Issue #375, opened 2024-01-19
Improve quic:stream_data_moved


rmarx:
As reported by @hlandau on the mailing list:

quic:stream_data_moved:

  A brief explanation of each from/to value here and the intended meaning would
  be a big improvement. Also clarify that raw here refers to the referenced
  stream application data (and does not include frame headers etc.).

  Consider having a way to report when the end-of-stream (FIN) condition is
  reported to an application. One option here is to have an optional "fin" field
  here.

  There does not appear to be any way to communicate when a stream reset event is
  delivered to an application in an equivalent way, which would be useful.

rmarx:
While I can do the first part here (explain the from/to intents), I think @LPardue is more qualified to help with how we best indicate other signals have been delivered from transport to application.

I know that has a long history of discussion in general, and I personally don't think this should be part of the `data_moved` event (i.e., would need a new event in my opinion)

LPardue:
There's already a lot of text in these sections, personally I don't think explaining each field is going to be much more help. 

Re: `raw` raking it clear it is stream data not frames is a couple of words and worth it. 

I can see some value in the ability to indicate when an app requests a stop_sending or a reset or when wither is passed up to an app. I think that's a new event though.

For stream fin, I could argue a few ways. I think a `? fin: bool` field on stream_data_moved is probably the best tradeoff.

rmarx:
Discussed in editors meeting.
Robin: not the biggest fan of adding `fin` + some additional fields for stop_sending and reset_stream, but option.
Marten and Lucas: similar APIs in implementation: fin is possibly separate from the others (which are passed as errors). Errors often don't get communicated directly when happen, but only when application tries to read. So it does make sense to have it in `stream_data_moved` maybe. 
Lucas: will propose a PR to add these signals to `stream_data_moved`

PR #395, opened 2024-02-19
State clearly what lengths mean for stream and datagram data moved

LPardue:
Addresses part of #375

### DIFF
--- a/draft-ietf-quic-qlog-quic-events.md
+++ b/draft-ietf-quic-qlog-quic-events.md
@@ -1172,8 +1172,6 @@ length values in the `length` or `raw` fields MUST reflect that.
 
 For example, it can be useful to understand when data moves from an
 application protocol (e.g., HTTP) to QUIC stream buffers and vice versa.
-Similarly, when data moves from the application protocol layer into a
-user-facing application such as a web browser.
 
 The `stream_data_moved` event can provide insight into whether received data on
 a QUIC stream is moved to the application protocol immediately (for example per
@@ -1211,8 +1209,7 @@ QUICStreamDataMoved = {
     * $$quic-streamdatamoved-extension
 }
 
-$DataLocation /=  "user" /
-                  "application" /
+$DataLocation /=  "application" /
                   "transport" /
                   "network"
 
@@ -1233,8 +1230,7 @@ This event relates to datagram data only. There are no packet or frame headers a
 length values in the `length` or `raw` fields MUST reflect that.
 
 For example, passing from the application protocol (e.g., WebTransport) to QUIC
-Datagram Frame buffers and vice versa. Similarly, when data moves from the
-application protocol layer into a user-facing application such as a web browser.
+Datagram Frame buffers and vice versa.
 
 The `datagram_data_moved` event can provide insight into whether received data
 in a QUIC Datagram Frame is moved to the application protocol immediately (for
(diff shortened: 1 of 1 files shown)


rmarx:
As discussed during editorial meeting:
I'm not the biggest fan of current text since it isn't clear for all the possible uses (e.g., `transport` to `application` strips QUIC level stuff but keeps H3 frame headers, while `application` to `user` also strips those out etc.). Maybe best to word it in terms of "only the payload is moved to the higher layer" or something like that?

rmarx (changes requested):
See my latest comment in the thread (which I forgot to submit as an actual review, apparently)

LPardue:
> I'm not the biggest fan of current text since it isn't clear for all the possible uses (e.g., transport to application strips QUIC level stuff but keeps H3 frame headers, while application to user also strips those out etc.).

This is the QUIC document, so the intent of the proposed text

> There are no packet or frame headers and length values in the `length` or `raw` fields MUST reflect that.

is that it is solely in the scope of QUIC packets.

Now you mention it, I don't actually think the `user` location is suitable for the `$DataLocation` type. QUIC streams and datagrams don't mean anything without an application protocol. And how an application protocol uses them is specific to its definition. To use HTTP/3 as an example, I'm never going to pass QUIC stream or datagram data directly to a user. I'm going to pass them:

* HTTP request or response messages
* HTTP datagrams
* GOAWAY

There are HTTP/3 qlog events for each of these. 

Even an extension like WebTransport is going to pass WebTransport stream data, not raw QUIC. In which case, qlog for that extension should probably definine its own event type too.

rmarx:
> This is the QUIC document, so the intent of the proposed text is that it is solely in the scope of QUIC packets.

That's conceptually true, but doesn't really help us here? it's still unclear what this means when you pass data from `application` to `user`, so it doesn't solve the original issue in #375 .

--- 

Then, IIUC, your solution to that specifically is to remove the `user` option in the `from` and `to` and only keep it to `network, transport, application` since there it's clear what should/shouldn't be included. 

You argue that `application` to `user` doesn't make much sense for `quic:stream_data_moved` in the first place, since you're not passing QUIC stuff up to user, but application stuff. That is of course true.

The problem there is that we don't have something like `h3:data_moved` at this point in the HTTP/3 doc. We only have `h3:frame_parsed`, which doesn't necessarily indicate when the data is upstreamed to `user`. 

The original design of `transport:data_moved` was to be re-usable across all of this (so it really wasn't intended to be `quic:stream_data_moved` but instead more like `generic:data_moved`). 

---

With all that said, I can see 4 options:

1. Keep the current *_data_moved events in `quic` but make clear they can be used for app-level data as well but that they only pass the PAYLOAD of lower layers, not all packet/frame/whatever headers (my original proposal above)
2. Remove `user` as an option here and create an equivalent `h3:data_moved` event that has 3 targets: `user`, `application`, and `transport`. Not sure if we need an `h3:datagram_data_moved` and `h3:stream_data_moved` split here...
3. Remove `user` as an option here and just leave it at that (so have no explicit way of indicating when data was passed from H3 to the user application). If needed, that can be added in a later extension. 
4. Move the *_data_moved events to the generic category in the main document so they're re-usable across protocols. This is more akin to the original design intent, but gets annoying because you'd remove the `stream_id` field for example and lose the distinction between `stream_data_moved` and `datagram_data_moved`.

I currently lean towards either 1 or 3.

LPardue:
I went for option 3

> Remove user as an option here and just leave it at that (so have no explicit way of indicating when data was passed from H3 to the user application). If needed, that can be added in a later extension.

and pushed a commit. I think this is the simplest way to resolve the matter,

PR #542, opened 2019-11-04
Multiple tools per plugin

ninovanhooff:


UM/Controller.py
```diff
@@ -59,7 +59,7 @@ def __init__(self, application: "Application") -> None:
     #   \param name \type{string} Unique identifier of view (usually the plugin name)
     #   \param view \type{View} The view to be added
     def addView(self, view: View) -> None:
-        name = view.getPluginId()
+        name = view.getName()
```
ninovanhooff: name feels like display name to me, while "guid" might be more suitable here

UM/Controller.py
```diff
@@ -59,7 +59,7 @@ def __init__(self, application: "Application") -> None:
     #   \param name \type{string} Unique identifier of view (usually the plugin name)
```
ninovanhooff: Not a parameter

UM/Controller.py
```diff
@@ -116,7 +116,7 @@ def setActiveView(self, name: str) -> None:
     #   \param name \type{string} Unique identifier of stage (usually the plugin name)
```
ninovanhooff: Not a parameter

UM/Controller.py
fieldOfView: ... or id, since it is not globally unique.

nallath: It's kinda globally unique, since it's being constructed by combinding the plugin_id and the name. 
A guid is a bit annoying, since you do want to be able to use it as a predictable identifier in some other code (eg; setActiveView).

fieldOfView: A guid is a specifically formatted "thing". Don't call something that is not a guid a guid. Guid is just not applicable here. Other similar "kinda unique" properties to use for identification are called "id" in Cura. So why not this thing? A "name" in Cura is always the user-facing "pretty" label.

nallath: I've renamed it to be "just" id (so getId()). I guess that is different enough from getPluginId (which gives the id of the plugin the tool belongs to)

* [Exercise]:
Exactly as they are written, print the entries again.

* [Task response]:
Issue #375, opened 2024-01-19
Improve quic:stream_data_moved


rmarx:
As reported by @hlandau on the mailing list:

quic:stream_data_moved:

  A brief explanation of each from/to value here and the intended meaning would
  be a big improvement. Also clarify that raw here refers to the referenced
  stream application data (and does not include frame headers etc.).

  Consider having a way to report when the end-of-stream (FIN) condition is
  reported to an application. One option here is to have an optional "fin" field
  here.

  There does not appear to be any way to communicate when a stream reset event is
  delivered to an application in an equivalent way, which would be useful.

rmarx:
While I can do the first part here (explain the from/to intents), I think @LPardue is more qualified to help with how we best indicate other signals have been delivered from transport to application.

I know that has a long history of discussion in general, and I personally don't think this should be part of the `data_moved` event (i.e., would need a new event in my opinion)

LPardue:
There's already a lot of text in these sections, personally I don't think explaining each field is going to be much more help. 

Re: `raw` raking it clear it is stream data not frames is a couple of words and worth it. 

I can see some value in the ability to indicate when an app requests a stop_sending or a reset or when wither is passed up to an app. I think that's a new event though.

For stream fin, I could argue a few ways. I think a `? fin: bool` field on stream_data_moved is probably the best tradeoff.

rmarx:
Discussed in editors meeting.
Robin: not the biggest fan of adding `fin` + some additional fields for stop_sending and reset_stream, but option.
Marten and Lucas: similar APIs in implementation: fin is possibly separate from the others (which are passed as errors). Errors often don't get communicated directly when happen, but only when application tries to read. So it does make sense to have it in `stream_data_moved` maybe. 
Lucas: will propose a PR to add these signals to `stream_data_moved`

PR #395, opened 2024-02-19
State clearly what lengths mean for stream and datagram data moved

LPardue:
Addresses part of #375

### DIFF
--- a/draft-ietf-quic-qlog-quic-events.md
+++ b/draft-ietf-quic-qlog-quic-events.md
@@ -1172,8 +1172,6 @@ length values in the `length` or `raw` fields MUST reflect that.
 
 For example, it can be useful to understand when data moves from an
 application protocol (e.g., HTTP) to QUIC stream buffers and vice versa.
-Similarly, when data moves from the application protocol layer into a
-user-facing application such as a web browser.
 
 The `stream_data_moved` event can provide insight into whether received data on
 a QUIC stream is moved to the application protocol immediately (for example per
@@ -1211,8 +1209,7 @@ QUICStreamDataMoved = {
     * $$quic-streamdatamoved-extension
 }
 
-$DataLocation /=  "user" /
-                  "application" /
+$DataLocation /=  "application" /
                   "transport" /
                   "network"
 
@@ -1233,8 +1230,7 @@ This event relates to datagram data only. There are no packet or frame headers a
 length values in the `length` or `raw` fields MUST reflect that.
 
 For example, passing from the application protocol (e.g., WebTransport) to QUIC
-Datagram Frame buffers and vice versa. Similarly, when data moves from the
-application protocol layer into a user-facing application such as a web browser.
+Datagram Frame buffers and vice versa.
 
 The `datagram_data_moved` event can provide insight into whether received data
 in a QUIC Datagram Frame is moved to the application protocol immediately (for
(diff shortened: 1 of 1 files shown)


rmarx:
As discussed during editorial meeting:
I'm not the biggest fan of current text since it isn't clear for all the possible uses (e.g., `transport` to `application` strips QUIC level stuff but keeps H3 frame headers, while `application` to `user` also strips those out etc.). Maybe best to word it in terms of "only the payload is moved to the higher layer" or something like that?

rmarx (changes requested):
See my latest comment in the thread (which I forgot to submit as an actual review, apparently)

LPardue:
> I'm not the biggest fan of current text since it isn't clear for all the possible uses (e.g., transport to application strips QUIC level stuff but keeps H3 frame headers, while application to user also strips those out etc.).

This is the QUIC document, so the intent of the proposed text

> There are no packet or frame headers and length values in the `length` or `raw` fields MUST reflect that.

is that it is solely in the scope of QUIC packets.

Now you mention it, I don't actually think the `user` location is suitable for the `$DataLocation` type. QUIC streams and datagrams don't mean anything without an application protocol. And how an application protocol uses them is specific to its definition. To use HTTP/3 as an example, I'm never going to pass QUIC stream or datagram data directly to a user. I'm going to pass them:

* HTTP request or response messages
* HTTP datagrams
* GOAWAY

There are HTTP/3 qlog events for each of these. 

Even an extension like WebTransport is going to pass WebTransport stream data, not raw QUIC. In which case, qlog for that extension should probably definine its own event type too.

rmarx:
> This is the QUIC document, so the intent of the proposed text is that it is solely in the scope of QUIC packets.

That's conceptually true, but doesn't really help us here? it's still unclear what this means when you pass data from `application` to `user`, so it doesn't solve the original issue in #375 .

--- 

Then, IIUC, your solution to that specifically is to remove the `user` option in the `from` and `to` and only keep it to `network, transport, application` since there it's clear what should/shouldn't be included. 

You argue that `application` to `user` doesn't make much sense for `quic:stream_data_moved` in the first place, since you're not passing QUIC stuff up to user, but application stuff. That is of course true.

The problem there is that we don't have something like `h3:data_moved` at this point in the HTTP/3 doc. We only have `h3:frame_parsed`, which doesn't necessarily indicate when the data is upstreamed to `user`. 

The original design of `transport:data_moved` was to be re-usable across all of this (so it really wasn't intended to be `quic:stream_data_moved` but instead more like `generic:data_moved`). 

---

With all that said, I can see 4 options:

1. Keep the current *_data_moved events in `quic` but make clear they can be used for app-level data as well but that they only pass the PAYLOAD of lower layers, not all packet/frame/whatever headers (my original proposal above)
2. Remove `user` as an option here and create an equivalent `h3:data_moved` event that has 3 targets: `user`, `application`, and `transport`. Not sure if we need an `h3:datagram_data_moved` and `h3:stream_data_moved` split here...
3. Remove `user` as an option here and just leave it at that (so have no explicit way of indicating when data was passed from H3 to the user application). If needed, that can be added in a later extension. 
4. Move the *_data_moved events to the generic category in the main document so they're re-usable across protocols. This is more akin to the original design intent, but gets annoying because you'd remove the `stream_id` field for example and lose the distinction between `stream_data_moved` and `datagram_data_moved`.

I currently lean towards either 1 or 3.

LPardue:
I went for option 3

> Remove user as an option here and just leave it at that (so have no explicit way of indicating when data was passed from H3 to the user application). If needed, that can be added in a later extension.

and pushed a commit. I think this is the simplest way to resolve the matter,

PR #542, opened 2019-11-04
Multiple tools per plugin

ninovanhooff:


UM/Controller.py
```diff
@@ -59,7 +59,7 @@ def __init__(self, application: "Application") -> None:
     #   \param name \type{string} Unique identifier of view (usually the plugin name)
     #   \param view \type{View} The view to be added
     def addView(self, view: View) -> None:
-        name = view.getPluginId()
+        name = view.getName()
```
ninovanhooff: name feels like display name to me, while "guid" might be more suitable here

UM/Controller.py
```diff
@@ -59,7 +59,7 @@ def __init__(self, application: "Application") -> None:
     #   \param name \type{string} Unique identifier of view (usually the plugin name)
```
ninovanhooff: Not a parameter

UM/Controller.py
```diff
@@ -116,7 +116,7 @@ def setActiveView(self, name: str) -> None:
     #   \param name \type{string} Unique identifier of stage (usually the plugin name)
```
ninovanhooff: Not a parameter

UM/Controller.py
fieldOfView: ... or id, since it is not globally unique.

nallath: It's kinda globally unique, since it's being constructed by combinding the plugin_id and the name. 
A guid is a bit annoying, since you do want to be able to use it as a predictable identifier in some other code (eg; setActiveView).

fieldOfView: A guid is a specifically formatted "thing". Don't call something that is not a guid a guid. Guid is just not applicable here. Other similar "kinda unique" properties to use for identification are called "id" in Cura. So why not this thing? A "name" in Cura is always the user-facing "pretty" label.

nallath: I've renamed it to be "just" id (so getId()). I guess that is different enough from getPluginId (which gives the id of the plugin the tool belongs to)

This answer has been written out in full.